How to Reduce Rehospitalization from Skilled Nursing Facilities

Hospitals and SNFs can implement evidence-based strategies to decrease the likelihood of readmissions.

Establish Structured SNF Networks and Partnerships: Studies show that hospitals partnering with high-quality SNFs see significant reductions in readmission rates. Implementing these strategies led to Mount Sinai experiencing a 20% drop in readmissions.

Improve Nurse Staffing Ratios and Training: Comprehensive training programs and adequate staffing can improve the quality of care provided to patients.
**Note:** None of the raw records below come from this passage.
PR #840, opened 2023-02-21
Build and push probe separately, and on production branch too.

porridge:
## Description

Problem:
- `acs-fleet-manager` image is built and pushed by jenkins for all `main` and `production` commits.
- probe image is built and pushed by GHA only for `main` commits
- however deployment of both uses the same way to obtain image tag to push
- this obviously leads to image pull failures for prober when cherry-picked commits exist on `production` branch

To fix this quickly without refactoring the whole probe build/push process and repository configuration, this change moves the probe build+push to a separate workflow, and enables this workflow on both `main` and `production`. Once merged and working, this commit will need to be cherry-picked to the `production` branch.

- [x] ~Add the ticket number to the PR title if available, i.e. `ROX-12345: ...`~

## Test manual

N/A

### DIFF
--- a/.github/workflows/ci.yaml
+++ b/.github/workflows/ci.yaml
@@ -106,18 +106,12 @@ jobs:
           export PATH=${PATH}:$GOPATH/bin
           make verify binary test test/integration
         timeout-minutes: 14
-      - name: Build and publish image to quay.io
+      - name: Build and publish fleet* image to quay.io
         if: github.event_name == 'push'
         env:
           QUAY_USER: ${{ secrets.QUAY_RHACS_ENG_FM_RW_USERNAME }}
           QUAY_TOKEN: ${{ secrets.QUAY_RHACS_ENG_FM_RW_PASSWORD }}
           QUAY_IMAGE_REPOSITORY: rhacs-eng/fleet-manager
-
-          QUAY_PROBE_USER: ${{ secrets.QUAY_RHACS_ENG_PROBE_RW_USERNAME }}
-          QUAY_PROBE_TOKEN: ${{ secrets.QUAY_RHACS_ENG_PROBE_RW_PASSWORD }}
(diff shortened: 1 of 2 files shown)


.github/workflows/ci.yaml
```diff
@@ -106,18 +106,12 @@ jobs:
           export PATH=${PATH}:$GOPATH/bin
           make verify binary test test/integration
         timeout-minutes: 14
-      - name: Build and publish image to quay.io
+      - name: Build and publish fleet* image to quay.io
```
stehessel, line 109: Don't we have the same issue with this fleet* image? There are also file filters in the workflow, so it won't run on every main commit either. Do you know where we use it, if we actually deploy the appSRE Jenkins image?

porridge: I don't know where the `rhacs-eng` fleet* image is being used. Perhaps the CI e2e tests :shrug:

.github/workflows/probe.yaml
```diff
@@ -0,0 +1,38 @@
+name: Build and push probe image.
```
mtodor, line 1: nitpick: I have noticed that other workflow names are without a dot at the end.
```suggestion
name: Build and push probe image
```

mtodor (approved):
There is one case that could be problematic. Since the probe is using fleet-manager API, versions of deployed probe and fleet-manager should be the same.

With this solution, we could run into a problem that deployed probe does not work with deployed fleet manager. Since we are deploying fleet manager defined here: https://gitlab.cee.redhat.com/service/app-interface/-/blob/master/data/services/acs-fleet-manager/cicd/saas.yaml
And probe from the `production` branch.

Another concern can be that the probe code in the production branch is different from the code in the main branch, and it can happen that probe deployed in production was never tested on staging.

I would suggest creating a follow-up ticket to solve this problem.

kurlov (approved):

Higher nurse-to-patient ratios and continued education reduce readmissions and improve patient satisfaction.

Implement Predictive Analytics and Care Coordination Tools: Leveraging these care tools allows for proactive management for those at risk of rehospitalization. Predictive staffing platforms, like Booker powered by SnapCare, benefit from more efficient planning and improved patient outcomes.
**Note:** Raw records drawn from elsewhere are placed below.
PR #847, opened 2023-02-23
ROX-10918: use rhacs label selectors

stehessel:
## Description

We want to get rid of the default `strimzi` selector label, and replace it with `rhacs`. The observability operator allows such customizations via the `Observability` custom resource. We need to make sure the operator does not auto create one with default settings.

The CR is created with the current default settings, except:
* Set the cluster id to the cluster name - it's currently a UUID of the OpenShift cluster. The cluster is set by the operator as an external metric label.
* Disable logging explicitly. This shouldn't make a difference in most cases, because the operator ignores logging if the logging operator already exists in the cluster.
* Overwrite the selector labels and set them to `rhacs`.

## Test manual

Tested the Helm chart on dev cluster.

### DIFF
--- a/dp-terraform/helm/rhacs-terraform/charts/observability/templates/01-operator-02-no-init.yaml
+++ b/dp-terraform/helm/rhacs-terraform/charts/observability/templates/01-operator-02-no-init.yaml
@@ -1,0 +1,6 @@
+# This config map prevents the operator from creating a Observability custom resoruce on start up.
+kind: ConfigMap
+apiVersion: v1
+metadata:
+  name: observability-operator-no-init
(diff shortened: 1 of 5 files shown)


janisz (approved):

stehessel:
So I've been thinking about how to roll out this change, and I've decided to do it in incremental steps. So instead of replacing the label selector, I have added both `rhacs` and `strimzi` as possible values. After this change has been rolled out to stage and production, I'll merge https://github.com/stackrox/rhacs-observability-resources/pull/59. Finally, we can remove the `strimzi` label selector again.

Provide Discharge and Transition Planning: Ensuring that patients understand their post-discharge instructions significantly decreases avoidable readmissions by empowering patients and decreasing their anxiety.

Engage Patients and Families in the Transition Process: Leveraging patient-centered communications – like teach-back techniques – improves adherence to care plans and reduces preventable readmissions.

Leverage continuous quality Improvement Programs: SNFs that implement quality improvement programs like INTERACT (interventions to Reduce Acute Care Transfers) experience reductions in readmissions. These programs involve regular monitoring and audits to help SNFs sustain ongoing improvements.